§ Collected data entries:
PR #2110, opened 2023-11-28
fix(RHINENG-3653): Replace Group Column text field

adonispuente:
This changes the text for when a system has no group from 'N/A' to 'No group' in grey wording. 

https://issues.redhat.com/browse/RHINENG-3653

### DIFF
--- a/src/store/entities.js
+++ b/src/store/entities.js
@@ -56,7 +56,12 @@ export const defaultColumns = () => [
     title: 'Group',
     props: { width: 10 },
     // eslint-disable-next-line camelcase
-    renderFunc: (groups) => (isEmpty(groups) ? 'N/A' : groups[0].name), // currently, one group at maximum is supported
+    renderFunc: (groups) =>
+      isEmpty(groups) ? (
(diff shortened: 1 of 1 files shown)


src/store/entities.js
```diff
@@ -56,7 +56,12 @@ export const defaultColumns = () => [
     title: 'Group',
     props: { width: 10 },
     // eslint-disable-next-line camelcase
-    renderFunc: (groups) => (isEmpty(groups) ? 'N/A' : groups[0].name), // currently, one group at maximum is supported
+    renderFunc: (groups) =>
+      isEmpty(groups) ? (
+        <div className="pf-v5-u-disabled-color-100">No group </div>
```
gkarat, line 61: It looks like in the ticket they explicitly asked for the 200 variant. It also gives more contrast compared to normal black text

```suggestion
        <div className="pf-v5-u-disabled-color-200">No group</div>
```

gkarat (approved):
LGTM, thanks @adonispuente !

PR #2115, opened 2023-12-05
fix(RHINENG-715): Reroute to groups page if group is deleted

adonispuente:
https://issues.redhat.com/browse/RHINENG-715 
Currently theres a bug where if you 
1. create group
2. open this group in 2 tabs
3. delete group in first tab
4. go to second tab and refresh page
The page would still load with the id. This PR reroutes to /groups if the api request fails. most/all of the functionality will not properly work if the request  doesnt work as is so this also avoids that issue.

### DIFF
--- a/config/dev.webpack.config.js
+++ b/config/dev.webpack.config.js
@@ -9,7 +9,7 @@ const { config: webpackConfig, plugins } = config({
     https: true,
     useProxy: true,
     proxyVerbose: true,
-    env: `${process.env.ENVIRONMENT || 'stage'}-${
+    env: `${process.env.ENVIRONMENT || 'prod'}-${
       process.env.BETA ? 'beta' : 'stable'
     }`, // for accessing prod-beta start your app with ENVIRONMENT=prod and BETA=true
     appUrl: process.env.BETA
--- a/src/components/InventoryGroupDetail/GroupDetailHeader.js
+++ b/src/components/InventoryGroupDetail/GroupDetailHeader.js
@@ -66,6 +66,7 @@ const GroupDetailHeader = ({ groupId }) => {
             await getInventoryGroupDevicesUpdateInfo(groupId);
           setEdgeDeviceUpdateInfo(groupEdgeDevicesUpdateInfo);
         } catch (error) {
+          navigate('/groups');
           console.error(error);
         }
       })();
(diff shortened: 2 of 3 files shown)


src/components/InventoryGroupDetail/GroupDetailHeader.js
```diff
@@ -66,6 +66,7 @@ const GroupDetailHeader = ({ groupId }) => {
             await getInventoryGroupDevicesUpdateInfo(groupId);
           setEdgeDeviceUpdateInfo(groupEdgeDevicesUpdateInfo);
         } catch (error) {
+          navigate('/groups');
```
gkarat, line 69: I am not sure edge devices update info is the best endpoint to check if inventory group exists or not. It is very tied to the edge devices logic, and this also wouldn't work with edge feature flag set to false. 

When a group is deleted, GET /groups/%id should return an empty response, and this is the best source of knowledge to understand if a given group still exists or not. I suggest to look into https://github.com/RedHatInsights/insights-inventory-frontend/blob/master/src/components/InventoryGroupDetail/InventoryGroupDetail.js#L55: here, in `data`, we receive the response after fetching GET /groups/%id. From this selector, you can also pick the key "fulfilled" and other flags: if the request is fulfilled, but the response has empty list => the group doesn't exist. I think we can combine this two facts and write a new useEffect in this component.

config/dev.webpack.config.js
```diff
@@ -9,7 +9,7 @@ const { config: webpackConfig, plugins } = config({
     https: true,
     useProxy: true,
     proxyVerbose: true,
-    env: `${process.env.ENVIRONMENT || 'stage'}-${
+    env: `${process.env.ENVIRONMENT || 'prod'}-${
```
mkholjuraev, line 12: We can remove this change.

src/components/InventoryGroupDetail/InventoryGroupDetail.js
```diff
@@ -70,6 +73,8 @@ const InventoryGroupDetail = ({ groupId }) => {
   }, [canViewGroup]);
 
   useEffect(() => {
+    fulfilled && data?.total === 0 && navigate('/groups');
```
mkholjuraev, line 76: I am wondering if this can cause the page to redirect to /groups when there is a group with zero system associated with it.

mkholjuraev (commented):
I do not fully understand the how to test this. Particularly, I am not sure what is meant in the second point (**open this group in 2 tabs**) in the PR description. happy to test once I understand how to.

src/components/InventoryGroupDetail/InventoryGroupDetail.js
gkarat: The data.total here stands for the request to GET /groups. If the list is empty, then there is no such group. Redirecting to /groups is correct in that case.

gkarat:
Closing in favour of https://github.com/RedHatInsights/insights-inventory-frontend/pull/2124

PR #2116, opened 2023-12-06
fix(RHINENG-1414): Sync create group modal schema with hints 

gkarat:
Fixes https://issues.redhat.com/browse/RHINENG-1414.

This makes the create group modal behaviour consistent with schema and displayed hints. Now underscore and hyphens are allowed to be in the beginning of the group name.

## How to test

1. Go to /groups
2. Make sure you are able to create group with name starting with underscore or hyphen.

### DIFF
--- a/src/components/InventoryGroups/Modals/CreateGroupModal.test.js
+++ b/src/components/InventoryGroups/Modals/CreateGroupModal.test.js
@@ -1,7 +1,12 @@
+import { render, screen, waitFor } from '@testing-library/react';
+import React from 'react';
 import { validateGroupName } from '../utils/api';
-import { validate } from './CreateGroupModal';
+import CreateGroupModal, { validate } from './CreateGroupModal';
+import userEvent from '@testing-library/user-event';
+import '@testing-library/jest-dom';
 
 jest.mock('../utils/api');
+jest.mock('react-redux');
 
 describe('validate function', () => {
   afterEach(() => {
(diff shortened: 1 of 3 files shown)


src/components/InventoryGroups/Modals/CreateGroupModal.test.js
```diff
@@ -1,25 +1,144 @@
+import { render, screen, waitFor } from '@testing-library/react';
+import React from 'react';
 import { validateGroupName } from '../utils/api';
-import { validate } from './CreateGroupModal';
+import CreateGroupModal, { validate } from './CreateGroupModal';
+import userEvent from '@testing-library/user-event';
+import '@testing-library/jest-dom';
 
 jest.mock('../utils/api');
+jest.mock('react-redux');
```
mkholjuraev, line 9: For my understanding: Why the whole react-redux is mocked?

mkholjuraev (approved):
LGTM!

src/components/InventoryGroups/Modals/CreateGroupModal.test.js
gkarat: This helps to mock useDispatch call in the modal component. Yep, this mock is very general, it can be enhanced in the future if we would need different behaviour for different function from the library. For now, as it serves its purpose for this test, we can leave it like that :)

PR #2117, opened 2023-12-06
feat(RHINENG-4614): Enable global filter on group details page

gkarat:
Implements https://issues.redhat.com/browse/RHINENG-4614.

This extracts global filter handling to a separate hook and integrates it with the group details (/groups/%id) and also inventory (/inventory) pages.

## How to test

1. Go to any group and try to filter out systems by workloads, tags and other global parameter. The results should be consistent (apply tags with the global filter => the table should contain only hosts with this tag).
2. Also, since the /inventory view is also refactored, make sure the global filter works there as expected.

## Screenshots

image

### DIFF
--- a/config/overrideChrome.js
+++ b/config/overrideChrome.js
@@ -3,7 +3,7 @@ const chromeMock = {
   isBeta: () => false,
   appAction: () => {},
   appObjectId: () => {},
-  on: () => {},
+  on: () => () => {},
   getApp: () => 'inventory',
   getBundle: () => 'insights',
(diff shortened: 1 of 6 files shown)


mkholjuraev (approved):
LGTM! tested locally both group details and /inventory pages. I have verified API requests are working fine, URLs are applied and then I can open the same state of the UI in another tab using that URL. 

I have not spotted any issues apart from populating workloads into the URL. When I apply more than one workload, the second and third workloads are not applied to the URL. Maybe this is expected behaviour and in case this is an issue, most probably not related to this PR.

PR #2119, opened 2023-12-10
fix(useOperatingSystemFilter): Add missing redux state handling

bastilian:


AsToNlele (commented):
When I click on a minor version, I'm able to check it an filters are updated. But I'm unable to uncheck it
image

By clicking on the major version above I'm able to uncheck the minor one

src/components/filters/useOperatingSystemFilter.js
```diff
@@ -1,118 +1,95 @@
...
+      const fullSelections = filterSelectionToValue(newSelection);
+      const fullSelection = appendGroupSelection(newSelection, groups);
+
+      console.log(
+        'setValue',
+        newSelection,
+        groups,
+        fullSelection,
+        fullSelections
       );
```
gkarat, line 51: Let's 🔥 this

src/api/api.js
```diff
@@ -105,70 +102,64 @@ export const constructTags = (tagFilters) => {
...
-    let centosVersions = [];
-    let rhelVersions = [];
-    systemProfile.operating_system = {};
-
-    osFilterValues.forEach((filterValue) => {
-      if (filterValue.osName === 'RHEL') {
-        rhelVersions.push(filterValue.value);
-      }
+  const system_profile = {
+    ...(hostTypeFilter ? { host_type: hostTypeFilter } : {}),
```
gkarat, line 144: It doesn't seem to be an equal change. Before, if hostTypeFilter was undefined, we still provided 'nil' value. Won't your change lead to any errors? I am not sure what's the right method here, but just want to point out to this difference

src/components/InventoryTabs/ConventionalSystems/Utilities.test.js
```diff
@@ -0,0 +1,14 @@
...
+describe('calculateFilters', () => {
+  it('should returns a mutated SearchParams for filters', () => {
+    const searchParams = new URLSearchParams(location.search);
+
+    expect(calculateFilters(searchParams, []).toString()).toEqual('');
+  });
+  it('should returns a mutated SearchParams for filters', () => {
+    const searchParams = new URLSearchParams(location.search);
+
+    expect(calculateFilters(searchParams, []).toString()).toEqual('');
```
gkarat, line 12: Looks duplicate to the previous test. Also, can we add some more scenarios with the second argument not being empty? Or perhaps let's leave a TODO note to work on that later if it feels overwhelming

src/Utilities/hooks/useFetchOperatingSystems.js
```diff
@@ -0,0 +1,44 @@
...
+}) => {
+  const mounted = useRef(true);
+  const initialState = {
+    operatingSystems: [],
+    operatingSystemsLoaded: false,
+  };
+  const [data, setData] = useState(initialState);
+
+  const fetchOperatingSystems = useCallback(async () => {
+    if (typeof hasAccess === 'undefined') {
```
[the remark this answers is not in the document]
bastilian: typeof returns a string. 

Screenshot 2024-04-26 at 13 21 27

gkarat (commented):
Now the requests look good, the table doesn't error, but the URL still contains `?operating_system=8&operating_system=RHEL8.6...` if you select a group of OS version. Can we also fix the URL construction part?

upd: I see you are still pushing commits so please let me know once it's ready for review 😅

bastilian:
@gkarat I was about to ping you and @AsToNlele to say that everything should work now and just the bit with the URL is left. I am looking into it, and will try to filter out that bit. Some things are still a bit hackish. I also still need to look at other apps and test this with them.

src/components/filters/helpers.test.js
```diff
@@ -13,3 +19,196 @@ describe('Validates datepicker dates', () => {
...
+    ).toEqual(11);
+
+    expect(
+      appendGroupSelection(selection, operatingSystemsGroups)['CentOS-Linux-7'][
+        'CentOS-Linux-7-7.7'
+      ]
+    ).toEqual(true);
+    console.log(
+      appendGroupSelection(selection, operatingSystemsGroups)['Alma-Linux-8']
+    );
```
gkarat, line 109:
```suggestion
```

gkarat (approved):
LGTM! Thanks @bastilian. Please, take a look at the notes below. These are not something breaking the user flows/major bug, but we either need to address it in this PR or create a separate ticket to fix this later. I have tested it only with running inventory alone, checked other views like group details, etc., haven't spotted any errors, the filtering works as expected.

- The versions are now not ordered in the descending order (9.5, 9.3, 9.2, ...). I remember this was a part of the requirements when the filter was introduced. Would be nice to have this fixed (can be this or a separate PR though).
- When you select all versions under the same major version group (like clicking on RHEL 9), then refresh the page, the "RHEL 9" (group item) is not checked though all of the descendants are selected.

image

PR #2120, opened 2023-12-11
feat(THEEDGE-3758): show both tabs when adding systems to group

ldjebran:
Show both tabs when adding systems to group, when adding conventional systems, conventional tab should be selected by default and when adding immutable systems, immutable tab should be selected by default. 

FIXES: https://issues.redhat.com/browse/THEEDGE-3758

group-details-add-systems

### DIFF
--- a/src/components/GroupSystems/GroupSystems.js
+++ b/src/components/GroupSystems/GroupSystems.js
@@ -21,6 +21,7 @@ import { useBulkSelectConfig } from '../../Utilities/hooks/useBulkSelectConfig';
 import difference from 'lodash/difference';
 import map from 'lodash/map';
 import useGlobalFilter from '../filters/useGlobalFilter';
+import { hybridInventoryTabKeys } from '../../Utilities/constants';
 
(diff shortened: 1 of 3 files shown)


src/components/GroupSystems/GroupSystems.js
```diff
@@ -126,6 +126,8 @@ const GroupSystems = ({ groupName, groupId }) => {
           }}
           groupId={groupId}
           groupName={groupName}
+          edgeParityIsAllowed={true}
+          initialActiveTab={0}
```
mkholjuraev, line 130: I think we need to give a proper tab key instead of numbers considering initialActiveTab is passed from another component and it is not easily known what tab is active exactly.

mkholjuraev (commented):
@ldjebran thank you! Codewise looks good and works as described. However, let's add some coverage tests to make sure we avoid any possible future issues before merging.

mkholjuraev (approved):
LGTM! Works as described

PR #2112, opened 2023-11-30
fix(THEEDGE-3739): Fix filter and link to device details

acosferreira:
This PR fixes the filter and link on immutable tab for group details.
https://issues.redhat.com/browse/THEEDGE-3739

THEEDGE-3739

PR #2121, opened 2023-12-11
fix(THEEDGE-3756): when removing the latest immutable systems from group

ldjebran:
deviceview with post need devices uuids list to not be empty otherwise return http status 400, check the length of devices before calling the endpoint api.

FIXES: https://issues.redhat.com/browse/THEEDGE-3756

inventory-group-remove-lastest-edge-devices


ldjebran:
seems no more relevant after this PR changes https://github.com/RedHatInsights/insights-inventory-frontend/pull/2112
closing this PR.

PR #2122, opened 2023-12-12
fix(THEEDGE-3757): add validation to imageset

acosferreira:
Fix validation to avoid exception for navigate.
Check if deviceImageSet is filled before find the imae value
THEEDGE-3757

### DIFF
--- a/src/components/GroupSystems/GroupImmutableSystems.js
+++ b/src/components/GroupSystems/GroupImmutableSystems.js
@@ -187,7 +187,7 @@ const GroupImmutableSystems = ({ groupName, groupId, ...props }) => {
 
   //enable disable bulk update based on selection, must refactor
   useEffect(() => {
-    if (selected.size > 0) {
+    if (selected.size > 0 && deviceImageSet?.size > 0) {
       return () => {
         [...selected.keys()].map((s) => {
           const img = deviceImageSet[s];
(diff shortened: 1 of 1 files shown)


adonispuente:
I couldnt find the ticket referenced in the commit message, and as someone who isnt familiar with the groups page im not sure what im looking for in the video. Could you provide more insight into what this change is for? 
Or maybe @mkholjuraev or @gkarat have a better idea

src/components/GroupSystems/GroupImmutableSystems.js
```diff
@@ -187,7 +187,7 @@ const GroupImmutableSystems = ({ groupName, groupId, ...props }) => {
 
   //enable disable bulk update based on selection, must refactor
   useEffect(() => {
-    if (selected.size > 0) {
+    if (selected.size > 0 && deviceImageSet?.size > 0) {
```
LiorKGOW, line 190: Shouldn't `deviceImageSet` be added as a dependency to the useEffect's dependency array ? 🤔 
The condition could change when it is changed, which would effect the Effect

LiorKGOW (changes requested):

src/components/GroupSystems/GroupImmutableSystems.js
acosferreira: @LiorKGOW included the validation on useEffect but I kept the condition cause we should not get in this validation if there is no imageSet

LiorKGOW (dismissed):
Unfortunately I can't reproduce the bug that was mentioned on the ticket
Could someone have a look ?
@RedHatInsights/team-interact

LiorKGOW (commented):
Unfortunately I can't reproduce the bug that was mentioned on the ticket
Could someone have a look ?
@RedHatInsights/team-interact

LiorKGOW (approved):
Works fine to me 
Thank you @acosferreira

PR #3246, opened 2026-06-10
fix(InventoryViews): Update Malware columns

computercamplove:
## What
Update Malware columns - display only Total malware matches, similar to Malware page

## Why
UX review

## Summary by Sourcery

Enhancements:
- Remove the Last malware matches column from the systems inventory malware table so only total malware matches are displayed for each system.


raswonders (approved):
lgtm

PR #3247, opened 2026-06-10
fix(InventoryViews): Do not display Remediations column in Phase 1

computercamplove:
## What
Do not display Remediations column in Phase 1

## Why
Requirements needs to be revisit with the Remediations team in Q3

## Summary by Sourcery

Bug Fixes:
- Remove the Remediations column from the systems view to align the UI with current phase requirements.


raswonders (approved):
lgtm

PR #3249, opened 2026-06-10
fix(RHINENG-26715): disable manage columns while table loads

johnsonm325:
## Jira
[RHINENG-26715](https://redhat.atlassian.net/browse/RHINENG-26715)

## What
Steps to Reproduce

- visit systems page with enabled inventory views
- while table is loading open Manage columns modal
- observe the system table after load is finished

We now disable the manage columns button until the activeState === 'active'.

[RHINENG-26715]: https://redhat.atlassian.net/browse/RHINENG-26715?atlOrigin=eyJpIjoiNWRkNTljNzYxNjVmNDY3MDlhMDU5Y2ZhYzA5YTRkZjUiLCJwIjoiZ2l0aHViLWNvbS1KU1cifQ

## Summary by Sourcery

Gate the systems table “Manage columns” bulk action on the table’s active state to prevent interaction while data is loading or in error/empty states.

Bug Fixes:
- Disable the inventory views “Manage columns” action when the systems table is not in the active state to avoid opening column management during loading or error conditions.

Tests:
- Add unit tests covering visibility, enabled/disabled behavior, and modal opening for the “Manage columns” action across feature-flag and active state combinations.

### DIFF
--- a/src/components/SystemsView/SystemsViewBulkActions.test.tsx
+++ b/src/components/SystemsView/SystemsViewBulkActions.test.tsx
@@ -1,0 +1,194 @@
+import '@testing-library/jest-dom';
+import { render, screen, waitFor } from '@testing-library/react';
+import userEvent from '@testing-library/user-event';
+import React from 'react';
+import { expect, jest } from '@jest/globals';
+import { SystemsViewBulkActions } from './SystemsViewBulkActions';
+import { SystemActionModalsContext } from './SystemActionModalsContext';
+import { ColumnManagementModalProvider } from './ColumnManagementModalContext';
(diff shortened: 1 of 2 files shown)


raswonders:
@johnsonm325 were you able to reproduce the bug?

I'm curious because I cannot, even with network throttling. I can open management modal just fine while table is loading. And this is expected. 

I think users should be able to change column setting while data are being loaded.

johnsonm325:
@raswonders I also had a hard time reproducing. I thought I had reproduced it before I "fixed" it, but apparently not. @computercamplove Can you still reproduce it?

§ TASK STATEMENT: Sift the data above for lines with "rhelVersions", then copy each one.

§ OUTPUT BELOW:
-    let rhelVersions = [];
-        rhelVersions.push(filterValue.value);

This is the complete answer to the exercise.